Areas of intervention: Pathfinder for advanced research, supporting future and emerging breakthrough, market-creating and/or deep tech technologies; the Accelerator, bridging the financing gap between late stages of R&I activities and market take-up, to effectively deploy breakthrough, market-creating innovation and scale up companies where the market does not provide viable financing; additional EIC activities such as prizes and fellowships, and business added-value services.
(b)European innovation ecosystems
Areas of intervention: activities including in particular connecting, where relevant in cooperation with the EIT, with national and regional innovation actors and supporting the implementation of joint cross-border innovation programmes by Member States, Regions and associated countries, from the exchange of practice and knowledge on innovation regulation to the enhancement of soft skills for innovation to research and innovation activities, including open or user-led innovation, to boost the effectiveness of the European innovation system.

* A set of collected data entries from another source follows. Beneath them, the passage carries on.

PR #31, opened 2022-07-06
Improved `DenseLQDynamicModel` construction to require less memory and build faster

dlcole3:
Reformulated source code to build the Hessian and Jacobian a block at a time for the dense model. Previously, all block matrices were built, stored, and then multiplied together, but this was very inefficient as many of the multiplications were redundant. Instead, each block within the block matrices were multiplied together only when needed within for loops. 

This PR includes:
- redefining `DenseLQDynamicBlocks` to only save the `A` block and the `B` block. The latter block only contains the first column of the actual block `B` matrix, and it does not contain the first rows of zeros. This also removed any sparse matrices, which were inefficient within `LinearAlgebra.mul!`
- redefining `_build_block_matrices` to match `DenseLQDynamicBlocks`.
- redefining `_build_H_blocks` 
- redefining `_build_G_blocks`. 
- defining a new function, `_build_dense_J1` to form the Jacobian from the `G` blocks
- updating `build_dense_lq_dynamic_model` to be consistent with these changes
- updating `get_s` and `get_u` for working with the new block `B` matrix

This PR does not include updating the sparse formulation (which is also somewhat inefficient) or redefining the internal functions to be non-allocating. These changes are still needed but will be met with other PRs.

### DIFF
--- a/src/DynamicNLPModels.jl
+++ b/src/DynamicNLPModels.jl
@@ -580,10 +580,12 @@ function _build_dense_lq_dynamic_model(dnlp::LQDynamicData{T,V,M,MK}) where {T, 
 
     nc = size(E, 1)
 
+    bool_vec_s        = (su .!= Inf .|| sl .!= -Inf)
+    num_real_bounds_s = sum(bool_vec_s)
+
     dense_blocks = _build_block_matrices(A, B, K, N)
     block_A  = dense_blocks.A
     block_B  = dense_blocks.B
-
 
     H_blocks = _build_H_blocks(Q, R, block_A, block_B, S,Qf, K, s0, N)
 
@@ -591,13 +593,14 @@ function _build_dense_lq_dynamic_model(dnlp::LQDynamicData{T,V,M,MK}) where {T, 
     c0 = H_blocks.c0
 
     G  = _init_similar(Q, nc * N, nu, T)
-    J1 = _init_similar(Q, nc * N, nu * N, T)
+    J  = _init_similar(Q, nc * N + num_real_bounds_s * N, nu * N, T)
+    As0_bounds = _init_similar(s0, num_real_bounds_s * N, T)
 
     dl = repeat(gl, N)
     du = repeat(gu, N)
     
     _set_G_blocks!(G, dl, du, block_B, block_A, s0, E, F, K, N)
-    _set_J1_dense!(J1, G, N)
+    _set_J1_dense!(J, G, N)
 
     As0 = _init_similar(s0, ns * (N + 1), T)
     LinearAlgebra.mul!(As0, block_A, s0)
@@ -606,29 +609,24 @@ function _build_dense_lq_dynamic_model(dnlp::LQDynamicData{T,V,M,MK}) where {T, 
     uvar = repeat(uu, N)
 
     # Convert state variable constraints to algebraic constraints
-    bool_vec        = (su .!= Inf .|| sl .!= -Inf)
-    num_real_bounds = sum(bool_vec)
-
-    J2         = _init_similar(Q, num_real_bounds * N, nu * N, T)
-    As0_bounds = _init_similar(s0, num_real_bounds * N, T)
-
-    if num_real_bounds == length(sl)
+    offset_s = N * nc
+    if num_real_bounds_s == length(sl)
         As0_bounds .= As0[(1 + ns):ns * (N + 1)]
         for i in 1:N
-            J2[(1 + (i - 1) * ns):ns * N, (1 + nu * (i - 1)):(nu * i)] = @view(block_B[1:(ns * (N - i + 1)),:])
+            J[(offset_s + 1 + (i - 1) * ns):(offset_s + ns * N), (1 + nu * (i - 1)):(nu * i)] = @view(block_B[1:(ns * (N - i + 1)),:])
         end
     else        
         for i in 1:N
-            row_range = (1 + (i - 1) * num_real_bounds):(i * num_real_bounds)
-            As0_bounds[row_range] .= As0[(1 + ns * i):(ns * (i + 1))][bool_vec]
+            row_range = (1 + (i - 1) * num_real_bounds_s):(i * num_real_bounds_s)
+            As0_bounds[row_range] .= As0[(1 + ns * i):(ns * (i + 1))][bool_vec_s]
 
             for j in 1:(N - i + 1)
-                J2[(1 + (i + j - 2) * num_real_bounds):((i + j - 1) * num_real_bounds), (1 + nu * (i - 1)):(nu * i)] = @view(block_B[(1 + (j - 1) * ns):(j * ns), :][bool_vec, :])
+                J[(offset_s + 1 + (i + j - 2) * num_real_bounds_s):(offset_s + (i + j - 1) * num_real_bounds_s), (1 + nu * (i - 1)):(nu * i)] = @view(block_B[(1 + (j - 1) * ns):(j * ns), :][bool_vec_s, :])
             end
         end
 
-        sl = sl[bool_vec]
-        su = su[bool_vec]
+        sl = sl[bool_vec_s]
+        su = su[bool_vec_s]
     end
 
     lcon2 = repeat(sl, N)
@@ -644,15 +642,8 @@ function _build_dense_lq_dynamic_model(dnlp::LQDynamicData{T,V,M,MK}) where {T, 
     ucon[1:length(du)] = du
 
     if length(lcon2) > 0
-        lcon[(1 + length(dl)):(length(dl) + size(J2, 1))] = lcon2
-        ucon[(1 + length(du)):(length(du) + size(J2, 1))] = ucon2
-    end
-
-    J   = _init_similar(Q, size(J1, 1) + size(J2, 1), size(J1, 2), T)
-    J[1:(size(J1, 1)), :] = J1
-
-    if size(J2, 1) > 0
-        J[(1 + size(J1, 1)):(size(J1, 1) + size(J2, 1)), :] = J2
+        lcon[(1 + length(dl)):(length(dl) + num_real_bounds_s * N)] = lcon2
+        ucon[(1 + length(du)):(length(du) + num_real_bounds_s * N)] = ucon2
     end
 
     nvar = nu * N
@@ -725,50 +716,19 @@ function _build_dense_lq_dynamic_model(dnlp::LQDynamicData{T,V,M,MK}) where {T, 
     H  = H_blocks.H
     c0 = H_blocks.c0
 
-    G   = _init_similar(Q, nc * N, nu, T)
-    J1  = _init_similar(Q, nc * N, nu * N, T)
-    As0 = _init_similar(s0, ns * (N + 1), T)
-
-
-    dl = repeat(gl, N)
-    du = repeat(gu, N)
-
-    
-    _set_G_blocks!(G, dl, du, block_B, block_A, s0, E, F, K, N)
-    _set_J1_dense!(J1, G, N)
-
-    LinearAlgebra.mul!(As0, block_A, s0)
-
-    # Convert state variable constraints to algebraic constraints
     bool_vec_s        = (su .!= Inf .|| sl .!= -Inf)
-    num_real_bounds   = sum(bool_vec_s)
+    num_real_bounds_s   = sum(bool_vec_s)
 
-    J2         = _init_similar(Q, num_real_bounds * N, nu * N, T)
-    As0_bounds = _init_similar(s0, num_real_bounds * N, T)
-
-
-    if num_real_bounds == length(sl)
-        As0_bounds .= As0[(1 + ns):ns * (N + 1)]
-        for i in 1:N
-            J2[(1 + (i - 1) * ns):ns * N, (1 + nu * (i - 1)):(nu * i)] = @view(block_B[1:(ns * (N - i + 1)),:])
-        end
-    else        
-        for i in 1:N
-            row_range = (1 + (i - 1) * num_real_bounds):(i * num_real_bounds)
-            As0_bounds[row_range] = As0[(1 + ns * i):(ns * (i + 1))][bool_vec_s]
-
-            for j in 1:(N - i + 1)
-                J2[(1 + (i + j - 2) * num_real_bounds):((i + j - 1) * num_real_bounds), (1 + nu * (i - 1)):(nu * i)] = @view(block_B[(1 + (j - 1) * ns):(j * ns), :][bool_vec_s, :])
-            end
-        end
-
-        sl = sl[bool_vec_s]
-        su = su[bool_vec_s]
-    end
-
-    # Convert bounds on u to algebraic constraints
     bool_vec_u       = (ul .!= -Inf .|| uu .!= Inf)
-    num_real_bounds  = sum(bool_vec_u)
+    num_real_bounds_u  = sum(bool_vec_u)
+
+
+
+    G   = _init_similar(Q, nc * N, nu, T)
+    J   = _init_similar(Q, (nc + num_real_bounds_s + num_real_bounds_u) * N, nu * N, T)
+    As0 = _init_similar(s0, ns * (N + 1), T)
+    As0_bounds = _init_similar(s0, num_real_bounds_s * N, T)
+    KAs0_bounds = _init_similar(s0, num_real_bounds_u * N, T)
 
     KBI        = _init_similar(Q, nu * N, nu, T)
     KAs0       = _init_similar(s0, nu * N, T)
@@ -778,7 +738,37 @@ function _build_dense_lq_dynamic_model(dnlp::LQDynamicData{T,V,M,MK}) where {T, 
     I_mat = _init_similar(Q, nu, nu, T)
 
     I_mat[LinearAlgebra.diagind(I_mat)] .= T(1)
-    
+
+    dl = repeat(gl, N)
+    du = repeat(gu, N)
+
+    _set_G_blocks!(G, dl, du, block_B, block_A, s0, E, F, K, N)
+    _set_J1_dense!(J, G, N)
+
+    LinearAlgebra.mul!(As0, block_A, s0)
+
+    # Convert state variable constraints to algebraic constraints
+    offset_s = nc * N
+    if num_real_bounds_s == length(sl)
+        As0_bounds .= As0[(1 + ns):ns * (N + 1)]
+        for i in 1:N
+            J[(offset_s + 1 + (i - 1) * ns):(offset_s + ns * N), (1 + nu * (i - 1)):(nu * i)] = @view(block_B[1:(ns * (N - i + 1)),:])
+        end
+    else        
+        for i in 1:N
+            row_range = (1 + (i - 1) * num_real_bounds_s):(i * num_real_bounds_s)
+            As0_bounds[row_range] = As0[(1 + ns * i):(ns * (i + 1))][bool_vec_s]
+
+            for j in 1:(N - i + 1)
+                J[(offset_s + 1 + (i + j - 2) * num_real_bounds_s):(offset_s + (i + j - 1) * num_real_bounds_s), (1 + nu * (i - 1)):(nu * i)] = @view(block_B[(1 + (j - 1) * ns):(j * ns), :][bool_vec_s, :])
+            end
+        end
+
+        sl = sl[bool_vec_s]
+        su = su[bool_vec_s]
+    end
+
+    # Convert bounds on u to algebraic constraints
     for i in 1:N
         if i == 1
             KB = I_mat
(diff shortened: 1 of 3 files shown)


src/DynamicNLPModels.jl
```diff
@@ -115,9 +117,9 @@ function LQDynamicData(
     N;
 
     Qf::M = Q, 
-    S::M  = (similar(Q, size(Q, 1), size(R, 1)) .= 0),
-    E::M  = (similar(Q, 0, length(s0)) .= 0),
-    F::M  = (similar(Q, 0, size(R, 1)) .= 0),
+    S::M  = (similar(Q, size(Q, 1), size(R, 1)) .= 0.0),
```
frapac: This syntax is too heavy and hard to parse. Prefer: 
```julia
S = similar(Q, n, m) ; fill!(S, 0,0)
```

src/DynamicNLPModels.jl
```diff
@@ -865,23 +876,23 @@ function _build_dense_lq_dynamic_model(dnlp::LQDynamicData{T,V,M,MK}) where {T,
...
-        ucon[(length(ucon1) + length(ucon2) + 1):(length(ucon1) + length(ucon2) + length(ucon3))] .= ucon3
+        lcon[(length(dl) + length(lcon2) + 1):(length(dl) + length(lcon2) + length(lcon3))] .= lcon3
+        ucon[(length(du) + length(ucon2) + 1):(length(du) + length(ucon2) + length(ucon3))] .= ucon3
     end
 
 
     nvar = nu * N
     nnzj = size(J, 1) * size(J, 2)
-    nnzh = sum(LinearAlgebra.LowerTriangular(H) .!= 0)
+    nnzh = floor(Int, size(H, 1) * (size(H,1) + 1) / 2)
```
frapac: For readability, prefer:
```julia
nh = size(H, 1)
nnzh = div(nh * (nh + 1), 2)
```

src/DynamicNLPModels.jl
```diff
@@ -115,9 +117,9 @@ function LQDynamicData(
     N;
 
     Qf::M = Q, 
-    S::M  = (similar(Q, size(Q, 1), size(R, 1)) .= 0),
-    E::M  = (similar(Q, 0, length(s0)) .= 0),
-    F::M  = (similar(Q, 0, size(R, 1)) .= 0),
+    S::M  = (similar(Q, size(Q, 1), size(R, 1)) .= 0.0),
+    E::M  = (similar(Q, 0, length(s0)) .= 0.0),
+    F::M  = (similar(Q, 0, size(R, 1)) .= 0.0),
```
sshin23: zero(T)

src/DynamicNLPModels.jl
```diff
@@ -203,53 +205,30 @@ struct SparseLQDynamicModel{T, V, M1, M2, M3, MK} <:  AbstractDynamicModel{T,V}
...
-    K::M2
-    E::M1
-    F::M1
-    gl::M1
-    gu::M1
+struct DenseLQDynamicBlocks{T, M}
+    A::M
+    B::M
+
 end
```
sshin23: Maybe good to add a docstring of explaining what are these. Or we can even point to the reference

src/DynamicNLPModels.jl
```diff
@@ -203,53 +205,30 @@ struct SparseLQDynamicModel{T, V, M1, M2, M3, MK} <:  AbstractDynamicModel{T,V}
...
 
 function DenseLQDynamicBlocks(
```
sshin23: is this constructor even necessary? can't we just use the default constructor?

src/DynamicNLPModels.jl
```diff
@@ -292,9 +271,9 @@ function SparseLQDynamicModel(
     R::M,
     N;
     Qf::M = Q, 
-    S::M  = (similar(Q, size(Q, 1), size(R, 1)) .= 0),
-    E::M  = (similar(Q, 0, length(s0)) .= 0),
-    F::M  = (similar(Q, 0, size(R, 1)) .= 0),
+    S::M  = (similar(Q, size(Q, 1), size(R, 1)) .= 0.0),
```
sshin23: zero(T)

src/DynamicNLPModels.jl
```diff
@@ -609,30 +588,33 @@ function _build_dense_lq_dynamic_model(dnlp::LQDynamicData{T,V,M,MK}) where {T,
...
 
-    H_blocks = _build_H_blocks(block_Q, block_R, block_A, block_B, block_S, block_K, s0, N, K)
+
+    H_blocks = _build_H_blocks(Q, R, block_A, block_B, S, s0, N, Qf, K)
 
     H  = H_blocks.H
     c0 = H_blocks.c0
 
-    G_blocks = _build_G_blocks(block_A, block_B, block_E, block_F, block_K, block_gl, block_gu, s0, N)
+    G  = similar(Q, nc * N, nu); fill!(G, 0.0)
```
sshin23: `zero(T)`

src/DynamicNLPModels.jl
```diff
@@ -609,30 +588,33 @@ function _build_dense_lq_dynamic_model(dnlp::LQDynamicData{T,V,M,MK}) where {T,
...
+    J1 = similar(Q, nc * N, nu * N); fill!(J1, 0.0)
```
sshin23: ok, this is the guy we want to eliminate later

src/DynamicNLPModels.jl
sshin23: `div( ... , 2)`

sshin23 (approved):
Looks good, overall @dlcole3. Have some minor comments

src/DynamicNLPModels.jl
frapac: This is the dense Jacobian, right?

src/DynamicNLPModels.jl
```diff
@@ -609,30 +588,33 @@ function _build_dense_lq_dynamic_model(dnlp::LQDynamicData{T,V,M,MK}) where {T,
...
+    dl = similar(s0, nc * N); fill!(dl, 0.0)
+    du = similar(s0, nc * N); fill!(du, 0.0)
+
+    for i in 1:N
+        dl[(1 + nc * (i - 1)): nc * i] = gl
```
frapac: use the broadcast operator here: `dl[...] .= gl`

src/DynamicNLPModels.jl
```diff
@@ -646,17 +628,22 @@ function _build_dense_lq_dynamic_model(dnlp::LQDynamicData{T,V,M,MK}) where {T,
...
-    As0_bounds = similar(s0, num_real_bounds * N); fill!(As0_bounds, 0)
+    J2         = similar(Q, num_real_bounds * N, nu * N); fill!(J2, 0.0)
+    As0_bounds = similar(s0, num_real_bounds * N); fill!(As0_bounds, 0.0)
 
     if num_real_bounds == length(sl)
-        J2        .= block_B[(1 + ns):end,:]
-        As0_bounds .= As0[(1 + ns):end,1]
+        As0_bounds .= As0[(1 + ns):end]
+        for i in 1:N
+            J2[(1 + (i - 1) * ns):end, (1 + nu * (i - 1)):(nu * i)] .= block_B[1:(ns * (N - i + 1)),:]
```
frapac: I would advise replacing `end` by the explicit indexing, to robustify the code

src/DynamicNLPModels.jl
frapac: or more directly: 
```julia
dl = repeat(gl, N)
```

src/DynamicNLPModels.jl
```diff
@@ -749,30 +736,33 @@ function _build_dense_lq_dynamic_model(dnlp::LQDynamicData{T,V,M,MK}) where {T,
     gl = dnlp.gl
     gu = dnlp.gu
 
+    nc = size(E, 1)
 
-    dense_blocks = _build_block_matrices(s0, Q, R, A, B, E, F, N, gu, gl, K; Qf = Qf, S = S)
+    dense_blocks = _build_block_matrices(A, B, K, N)
```
frapac, line 704: hehe, just a remark: here `N` is an integer, but uses the same notation in capital as the other matrices

src/DynamicNLPModels.jl
```diff
@@ -749,30 +736,33 @@ function _build_dense_lq_dynamic_model(dnlp::LQDynamicData{T,V,M,MK}) where {T,
...
+    J1 = similar(Q, nc * N, nu * N); fill!(J1, 0.0)
+    dl = similar(s0, nc * N); fill!(dl, 0.0)
+    du = similar(s0, nc * N); fill!(du, 0.0)
 
-    J1    = G_blocks.J
-    lcon1 = G_blocks.lcon
-    ucon1 = G_blocks.ucon
-    As0   = G_blocks.As0
+    for i in 1:N
+        dl[(1 + nc * (i - 1)): nc * i] = gl
```
frapac: Use the broadcast operator here, or `repeat`

src/DynamicNLPModels.jl
```diff
@@ -800,30 +795,46 @@ function _build_dense_lq_dynamic_model(dnlp::LQDynamicData{T,V,M,MK}) where {T,
...
+        if i == 1
+            KB = I_mat
+        else
+            B_sub_block = block_B[(1 + ns * (i - 2)):ns * (i - 1), :]
+            LinearAlgebra.mul!(KB, K, B_sub_block)
+        end
+        
+        KBI[(1 + nu * (i - 1)):(nu * i),:] = KB
+        LinearAlgebra.mul!(KAs0_temp, K, As0[(1 + ns * (i - 1)):ns * i])
+        KAs0[(1 + nu * (i - 1)):nu * i] = KAs0_temp
```
frapac: broadcast operator

src/DynamicNLPModels.jl
```diff
@@ -800,30 +795,46 @@ function _build_dense_lq_dynamic_model(dnlp::LQDynamicData{T,V,M,MK}) where {T,
...
+    KBI  = similar(Q, nu * N, nu)
     KAs0 = similar(s0, nu * N)
+    KAs0_temp = similar(s0, nu)
+    KB   = similar(Q, nu, nu)
 
-    I_mat = similar(Q, nu * N, nu * N); fill!(I_mat, 0)
+    I_mat = similar(Q, nu, nu); fill!(I_mat, 0)
 
-    for i in 1:(nu * N)
+    for i in 1:nu
```
frapac: Or directly: `I_mat[diagind(I_mat)] .= 1.0`

src/DynamicNLPModels.jl
```diff
@@ -800,30 +795,46 @@ function _build_dense_lq_dynamic_model(dnlp::LQDynamicData{T,V,M,MK}) where {T,
...
+            J3[(1 + (i - 1) * nu):end, (1 + nu * (i - 1)):(nu * i)] .= KBI[1:(nu * (N - i + 1)),:]
+        end
     else
         for i in 1:N
             row_range   = (1 + (i - 1) * num_real_bounds):(i * num_real_bounds)
-            J3[row_range, :] .= KBI[(1 + nu * (i - 1)):(nu * i), :][bool_vec_u, :]
             KAs0_bounds[row_range]      .= KAs0[(1 + nu * (i - 1)):(nu * i)][bool_vec_u]
+
+            for j in 1:(N - i +1)
+            J3[(1 + (i + j - 2) * num_real_bounds):((i + j - 1) * num_real_bounds), (1 + nu * (i - 1)):(nu * i)] .= KBI[(1 + (j - 1) * nu):(j * nu), :][bool_vec_u, :]
```
frapac: indentation!

src/DynamicNLPModels.jl
```diff
@@ -913,99 +924,55 @@ end
...
     A_klast  = copy(A_k)
     A_knext  = copy(A_k)
-    AB_klast = similar(Q, size(B, 1), size(B, 2)); fill!(AB_klast, 0)
-    AB_k     = similar(Q, size(B, 1), size(B, 2)); fill!(AB_k, 0)
+    AB_klast = similar(A, size(B, 1), size(B, 2)); fill!(AB_klast, 0.0)
+    AB_k     = similar(A, size(B, 1), size(B, 2)); fill!(AB_k, 0.0)
   
     # Fill the A and B matrices
     for i in 1:(N - 1)
         if i == 1
```
frapac: I don't like this syntax. I prefer to initialize the stage `i==1` before entering in the for loop, and then iterates with `for i in 2:(N-1)`

src/DynamicNLPModels.jl
```diff
@@ -913,99 +924,55 @@ end
...
-            block_A[(ns + 1):ns*2, :] = A_k
-            LinearAlgebra.mul!(AB_k, A_k, B)
-            for k in 1:(N-i)
-                row_range = (1 + (k + 1) * ns):((k + 2) * ns)
-                col_range = (1 + (k - 1) * nu):(k * nu)
-                block_B[row_range, col_range] = AB_k
-            end
+            block_A[(ns + 1):ns * 2, :] = A_k
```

This should be implemented in synergy with, among others, the ERDF support for innovation eco-systems and interregional partnerships around smart specialisation topics.
(c)The European Institute of Innovation and Technology
Areas of intervention (defined in Annex II): sustainable innovation ecosystems across Europe; innovation and entrepreneurial skills in a lifelong learning perspective, including increasing capacities of higher education institutions across Europe; new solutions to market to address global challenges; synergies and value added within the Programme.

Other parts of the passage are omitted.